GPFS File Systems in the Jülich Environment

All user-accessable file systems on the supercomputer systems (e.g. JUWELS, JURECA), the community cluster systems (e.g. JUAMS, JUZEA-1, etc), and the Data Access System (JUDAC) are provided via Multi-Cluster GPFS from the HPC-fileserver JUST.

The storage locations assigned to each user in the system environment are encapsulated with the help of shell environment variables (see table). The user’s directory in each file system is shared for all systems the user has granted access. It is recommended to organize the data by system architecture specific subdirectories.

The following file systems are available (Login Node or Compute Nodes):

File System	Usable Space	Blocksize	Description	Backup	HPC system Access
`$HOME`	49 TB	1 MB	Full path to the user’s home directory inside GPFS for personal data (ssh key, …)	ISP (to tape)	Login + Compute
`$HOME`	49 TB	1 MB		ISP (to tape)	Login + Compute
`$SCRATCH`	21 PB	8 MB	Full path to the compute project’s standard scratch directory inside GPFS temporary storage location for applications with large size and I/O demands data are automatically deleted (files after 90 days by modification and access date, empty directories after 3 days)	no	Login + Compute


`$PROJECT`	4.1 PB	4 MB	Full path to the compute project’s standard directory inside GPFS for source code, binaries, libraries and applications	ISP (to tape)	Login + Compute
`$PROJECT`	4.1 PB	4 MB		ISP (to tape)	Login + Compute
`$DATA`	49 PB	8 MB	Full path to the data project’s standard directory inside GPFS large capacity for storing and sharing data	snapshot ISP (to tape)	Login + Computes
`$DATA`	49 PB	8 MB		snapshot ISP (to tape)	Login + Computes
`$LARGEDATA`	8.5 PB	4 MB	Full path to data project directory inside GPFS (deprecated) large capacity for storing and sharing data the eXtended Capacity Storage Tier (XCST) will be available until Q4/2026	snapshot ISP (to tape)	Login + special Computes (JUWELS, JURECA-DC, JUSUF)
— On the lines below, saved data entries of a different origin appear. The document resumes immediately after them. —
PR #1613, opened 2015-09-23
disable htmltext in debugger for lime_console

larsiusprime:


Gama11:
What's `lime_console`?

mrcdk:
The console backend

`$ARCHIVE`	2.8 PB	2 MB	Full path to data project’s archive directory inside GPFS storage for all files not in use for a longer time data are migrated to tape storage by ISP-HSM	ISP (to tape)	Login only

All variables will be set during the login process by /etc/profile. It is highly recommended to access files always with the help of these variables.
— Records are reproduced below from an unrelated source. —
PR #1614, opened 2015-09-24
FlxTween: add .wait(), and .then() for chaining, closes #1064

### LINKED ISSUE #1064: Add better "tween chaining" option
it can be done only with tween onComplete() now, which isn't very good

<bountysource-plugin>
---
Want to back this issue? **[Post a bounty on it!](https://www.bountysource.com/issues/2084992-add-better-tween-chaining-option?utm_campaign=plugin&utm_content=tracker%2F254189&utm_medium=issues&utm_source=github)** We accept bounties via [Bountysource](https://www.bountysource.com/?utm_campaign=plugin&utm_content=tracker%2F254189&utm_medium=issues&utm_source=github).
</bountysource-plugin>

larsiusprime:
This lets you go from this:

```Haxe
FlxTween.tween(this, { y:endY }, time, { onComplete: 
    function(f:FlxTween):Void {
        f.cancel();
        new FlxTimer().start(DISPLAY_TIME, function(t:FlxTimer):Void {
            t.cancel();
            FlxTween.tween(this, { y:startY },time, { onComplete: finishAnimation } );
        });
    }
});
```		

To this:
```Haxe
FlxTween.tween(this, { y:endY }, time).thenWait(DISPLAY_TIME).thenTween(this, { y:startY }, time, {onComplete: finishAnimation } );
```

### DIFF
--- a/flixel/tweens/FlxTween.hx
+++ b/flixel/tweens/FlxTween.hx
@@ -6,7 +6,6 @@ import flixel.FlxSprite;
 import flixel.tweens.FlxEase.EaseFunction;
 import flixel.tweens.FlxTween.ThenCommand;
 import flixel.tweens.FlxTween.TweenOptions;
-import flixel.tweens.FlxTween.TweenMethod;
 import flixel.tweens.misc.AngleTween;
 import flixel.tweens.misc.ColorTween;
 import flixel.tweens.misc.NumTween;
--- a/flixel/tweens/FlxTween.hx
+++ b/flixel/tweens/FlxTween.hx
@@ -4,7 +4,6 @@ import flixel.FlxG;
 import flixel.FlxObject;
 import flixel.FlxSprite;
 import flixel.tweens.FlxEase.EaseFunction;
-import flixel.tweens.FlxTween.ChainedTween;
 import flixel.tweens.FlxTween.TweenOptions;
 import flixel.tweens.misc.AngleTween;
 import flixel.tweens.misc.ColorTween;
@@ -580,6 +579,10 @@ class FlxTween implements IFlxDestroyable
 				{
 					doNextTween(then.tween, _thens);
 				}
+				else
+				{
+					onEnd();
+				}
 			}
 			else
 			{
@@ -794,7 +797,11 @@ class FlxTweenManager extends FlxBasic
 		}
 		
 		Tween.active = false;
-		Tween.destroy();
+		
+		if (Destroy)
+		{
+			Tween.destroy();
+		}
 		
 		FlxArrayUtil.fastSplice(_tweens, Tween);
 		
--- a/flixel/tweens/FlxTween.hx
+++ b/flixel/tweens/FlxTween.hx
@@ -10,7 +10,7 @@ import flixel.tweens.FlxTween.QuadMotionParams;
 import flixel.tweens.FlxTween.QuadPathParams;
 import flixel.tweens.FlxTween.ThenCommand;
 import flixel.tweens.FlxTween.TweenOptions;
-import flixel.tweens.FlxTween.TweenType;
+import flixel.tweens.FlxTween.TweenMethod;
 import flixel.tweens.misc.AngleTween;
 import flixel.tweens.misc.ColorTween;
 import flixel.tweens.misc.NumTween;
@@ -425,7 +425,7 @@ class FlxTween implements IFlxDestroyable
 	 * @return
 	 */
 	
-	public function then(tweenType:TweenType, params:Dynamic):FlxTween
+	public function then(tweenType:TweenMethod, params:Dynamic):FlxTween
 	{
 		if (_thens == null)
 		{
@@ -457,7 +457,7 @@ class FlxTween implements IFlxDestroyable
 	 * @param	params
 	 * @return
 	 */
-	public function waitThen(Delay:Float, tweenType:TweenType, params:Dynamic):FlxTween
+	public function waitThen(Delay:Float, tweenType:TweenMethod, params:Dynamic):FlxTween
 	{
 		if (_thens == null)
 		{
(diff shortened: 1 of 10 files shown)


MSGhero:
Is this sort of a Promise thing? I'm actually trying to implement those in my project right now.

Tiago-Ling:
@larsiusprime Very nice! Chaining callbacks makes the code much more readable - does it change anything performance-wise?

larsiusprime:
I think the two syntaxes I showed here will be about the same. 

Also, tweens have never been particularly optimized with regards to performance -- it's using a big fat dynamic object to hold all your tweenable values, which it accesses with reflection, so even if this syntax added some weight it probably wouldn't be a big deal. 

But the whole point of tweens (as I understand it, I could be wrong) is an easy and simple way to animate, and it just has to be "fast enough" to not be the bottleneck.

Tiago-Ling:
Yeah, i was actually hoping that somehow this could improve performance - even removing it from the call, the anonymous object still exists inside the tween right?

larsiusprime:
Well, we should really profile it first to see if it's actually causing a bottleneck -- usually drawing, not update functions like this, are the culprit. Unless inefficient tweens are one of the top 10 causes of slowdown, or eating lots of memory, it's usually not worth optimizing it no matter how "bad" it looks.

Tiago-Ling:
I know, it's not a bottleneck at all, at least here. If your entire game is made around FlxTweens it could matter though. Anyway i just wondered if there was any additional reason besides ease of use and readability for this change. :+1:

larsiusprime:
Yeah, that makes sense! This is just a syntax upgrade -- it might have the slight benefit of not having to instantiate a new FlxTimer(), but I'm not sure that matters at all.

If we did want to optimize out that dynamic object, I'm not sure it could be done without making the syntax a lot less convenient... I guess we'll just wait to see if anyone is using tweens for *EVERYTHING* 0_0

larsiusprime:
It looks like the Travis CI build that are failing is in RPG Interface, related to FlxUI:

```
/home/travis/haxe/lib/flixel-ui/git/flixel/addons/ui/FontDef.hx:309: characters 3-7 : String should be openfl.text.TextFormatAlign
/home/travis/haxe/lib/flixel-ui/git/flixel/addons/ui/FontDef.hx:309: characters 3-7 : String should be openfl._legacy.text.TextFormatAlign
```

Gama11:
I don't really like how this is `VarTween`-specific, there are a lot more tween types after all. I guess it is the one most commonly used, but it still makes for an inconsistent API.

Interested in @JoeCreates' opinion on this since he seemed to have strong opinions on this in #1064. Also wondering if and how this affects his refactor concerning #1087.

larsiusprime:
It could probably be refactored to not require VarTween

larsiusprime:
@Gama11 Okay, did a quick refactor. What do you think now?

flixel/tweens/FlxTween.hx
```diff
@@ -621,7 +745,120 @@ typedef TweenOptions = {
...
+	Object:FlxObject,
+	Points:Array<FlxPoint>,
+	?DurationOrSpeed:Float,
+	?UseDuration:Bool,
+	?Options:TweenOptions
+}
+
+typedef TweenParams = OneOfNine<VarTweenParams,AngleTweenParams,ColorTweenParams,NumTweenParams,CircularMotionParams,CubicMotionParams,LinearMotionParams,QuadMotionParams,QuadPathParams>;
+
+enum TweenType
```
Gama11: Calling this "tween type" conflicts with `FlxTween.PINGPONG` which are also considered tween types. It could see that causing quite a bit of confusion.

larsiusprime: Alternative?

larsiusprime:
@Gama11 that better?

Gama11:
Definitely less ambigious, yeah.

flixel/tweens/FlxTween.hx
```diff
@@ -621,7 +745,120 @@ typedef TweenOptions = {
...
+	?DurationOrSpeed:Float,
+	?UseDuration:Bool,
+	?Options:TweenOptions
+}
+
+typedef TweenParams = OneOfNine<VarTweenParams,AngleTweenParams,ColorTweenParams,NumTweenParams,CircularMotionParams,CubicMotionParams,LinearMotionParams,QuadMotionParams,QuadPathParams>;
+
+enum TweenMethod
+{
+	None_;
```
Gama11: Is `TweenMethod.None` actually needed for anything?

Gama11: Also, are the `_` suffixes necessary?

larsiusprime: None is needed, yes, at least in this implementation. I use it for implementing the delays.

The suffixes are unfortunately necessary. I couldn't come up with a good naming convention otherwise:

attempt 1: remove "Tween"
```
AngleTween;   //<---- these look fine
ColorTween;
NumTween;
VarTween;
CircularMotionTween;   //<---- these conflict with their corresponding classes
CubicMotionTween;
LinearMotionTween;
QuadMotionTween;
QuadMotionTween;
```

attempt 2: just use one word
```
Angle;   //<----these look fine
Color;
Num;
Var;
Circular; //<----Circular what? Cubic what?
Cubic;
Linear;
Quad;
Quad;
```

attempt 3: end with "tween"
```
AngleTween;   //<---- these conflict with the classes now
ColorTween;
NumTween;
VarTween;
CircularMotionTween;   //<---- these are okay
CubicMotionTween;
LinearMotionTween;
QuadMotionTween;
QuadMotionTween;
```

Gama11:
Do they conflict even if you use the fully qualified name? (`TweenType.AngleTween` instead of just `AngleTween` for example).

larsiusprime:
Maybe not, I haven't checked. Would it be confusing though?

larsiusprime:
It does work fully-qualified. Is it okay if the names are otherwise the same as the classes?

Gama11:
Not sure...

This might not be the best approach to begin with. You're collecting the data needed to be able to act as a "tween factory" later when the tween whose turn it is is needed. That data is the "method" (kind of awkward naming here) and the data (dynamically typed).

What about creating all the tweens in advance, which means `.then()`'s signature would be `FlxTween->FlxTween`? Usage would look something like

```haxe
FlxTween.tween(this, { y:endY }, time).
	thenWait(DISPLAY_TIME).
	thenTween(FlxTween.tween(this, { y:startY }, time, {onComplete: finishAnimation } ));
```

larsiusprime:
Yeah, that could work I guess

larsiusprime:
@Gama11 how's it look now?

Gama11:
All those param typedefs etc can be removed now right?

larsiusprime:
@Gama11 : yup. Just forgot.

flixel/tweens/FlxTween.hx
```diff
@@ -406,8 +410,61 @@ class FlxTween implements IFlxDestroyable
...
+	}
+	
+	/**
+	 * Add a delay and a chained tween in the same command
+	 * @param	Delay
+	 * @param	method
+	 * @param	params
+	 * @return
+	 */
+	public function waitThen(Delay:Float, Tween:FlxTween):FlxTween
```
Gama11: Is there really much of a point to this combined function? It doesn't really add anything, and it's not really shorter either. Compare:

```haxe
wait(1).then(tween)
waitThen(1, tween)
```

The first one seems more readable to me.

flixel/tweens/FlxTween.hx
```diff
@@ -406,8 +410,61 @@ class FlxTween implements IFlxDestroyable
 		onUpdate = null;
 		onComplete = null;
 		ease = null;
+		_thens = null;
 	}
-
+	
+	/**
+	 * After this tween has finished, do this tween next
+	 * @param	method
```
Gama11: Might as well delete these empty `@param` tags, especially considering they're out of sync with the method signature.

flixel/tweens/FlxTween.hx
larsiusprime: Sure, that's fine. One less function to maintain.

flixel/tweens/FlxTween.hx
```diff
@@ -621,7 +718,7 @@ typedef TweenOptions = {
 	?onUpdate:TweenCallback,
 	?onComplete:TweenCallback,
 	?startDelay:Null<Float>,
-	?loopDelay:Null<Float>,
```
Gama11: Interesting, didn't know Haxe allowed a trailing comma here for the last element. :)

flixel/tweens/FlxTween.hx
```diff
@@ -735,3 +853,15 @@ class FlxTweenManager extends FlxBasic
 		}
 	}
 }
+
+class ThenCommand
```
Gama11: Not sure I like the name `ThenCommand`. `ChainedTween` maybe? That doesn't really cover the wait use-case though.. `ChainedCommand`? `ChainedAction`?

Thoughts?

flixel/tweens/FlxTween.hx
```diff
@@ -4,6 +4,9 @@ import flixel.FlxG;
 import flixel.FlxObject;
 import flixel.FlxSprite;
 import flixel.tweens.FlxEase.EaseFunction;
+import flixel.tweens.FlxTween.ThenCommand;
+import flixel.tweens.FlxTween.TweenOptions;
+import flixel.tweens.FlxTween.TweenMethod;
```
Gama11: Kind of doubt this compiles anymore with `TweenMethod` removed. ;)

flixel/tweens/FlxTween.hx
Gama11: Also, there's not really any reason to expose this API to the user, would mean we have to worry about backwards compatibilty etc. Should be a `private class`.

flixel/tweens/FlxTween.hx
```diff
@@ -723,6 +799,28 @@ class FlxTweenManager extends FlxBasic
...
+	
+	/**
+	 * Remove a FlxTween without destroying it
+	 * 
+	 * @param	Tween		The FlxTween to remove.
+	 * @param	Destroy		Whether you want to destroy the FlxTween.
+	 * @return	The added FlxTween object.
+	 */
+	@:allow(flixel.tweens.FlxTween)
+	private function removeSoft(Tween:FlxTween):FlxTween
```
Gama11: Might make sense to bring back the Destroy flag to the original `remove()` considering this is a 1:1 copy of that otherwise.

flixel/tweens/misc/VarTween.hx
```diff
@@ -60,6 +61,12 @@ class VarTween extends FlxTween
 		return this;
 	}
 	
+	@:access(flixel.tweens.FlxTween)
+	override function onEnd():Void
```
Gama11: This override doesn't look like it does anything anymore?

larsiusprime:
Good now?

Gama11:
I've added some more comments, don't think you've addressed those yet?

flixel/tweens/FlxTween.hx
larsiusprime: Kay

flixel/tweens/FlxTween.hx
```diff
@@ -523,6 +567,39 @@ class FlxTween implements IFlxDestroyable
...
 		_running = false;
 		finished = true;
+		
+		if (_thens != null && _thens.length > 0)
+		{
+			var then = _thens[0];
+			
+			_thens.splice(0, 1);
+			
+			if (then.delay <= 0)
```
Gama11: This looks like it might fail with `wait(0)` (which should just be "no wait" - doesn't make sense if written like that but the delay could be dynamically set from some variable that happens to become 0 at some point)? And what's the expected result for negative values?

flixel/tweens/FlxTween.hx
larsiusprime: ChainedTween is fine.

flixel/tweens/FlxTween.hx
larsiusprime: So this instead?
```Haxe
if (then.delay <= 0 && then.tween != null)
{
	doNextTween(then.tween, _thens);
}
else
{
	doNextTween(FlxTween.num(0,0,then.delay), _thens);
}
```

larsiusprime: Working on it...

larsiusprime: Right you were, it needs to call onEnd() again in the case that delay is <= 0 AND the tween is null, signifying it's a delay that should terminate instantly and run the next "then" command.

larsiusprime:
@Gama11 good now? Just tested it and it seems to work fine. Could probably use a demo eventually.

larsiusprime:
@Gama11 Can we merge this today? I think I've addressed everything.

Details about the different file systems can be found in: What file system to use for different data?
Details on naming conventions and access right rules for FZJ file systems are given in: HPC Data Rules for GPFS
File system resources will be controlled by quota policy for each group/project. For more information see: What data quotas do exist and how to list usage?
An example on how to use largedata ($DATA) within a batchjob can be found in: How to access largedata on a limited number of computes within your jobs?

Best practice notes

Avoid a lot of small files

Numerousness small files should be reorganized within tar-archives to avoid long access times due to deficiencies in file processing of the underlying operating system.
Avoid renaming of directories

Within all file systems offering a backup (excluding $SCRATCH), a rename of directories within the data path should be done carefully because all data beyond the changed directory must be backed up once again. If a large amount of data is affected, it prevents backup of really new data in the entire file system and/or costs precious system resources like CPU time and storage capacity.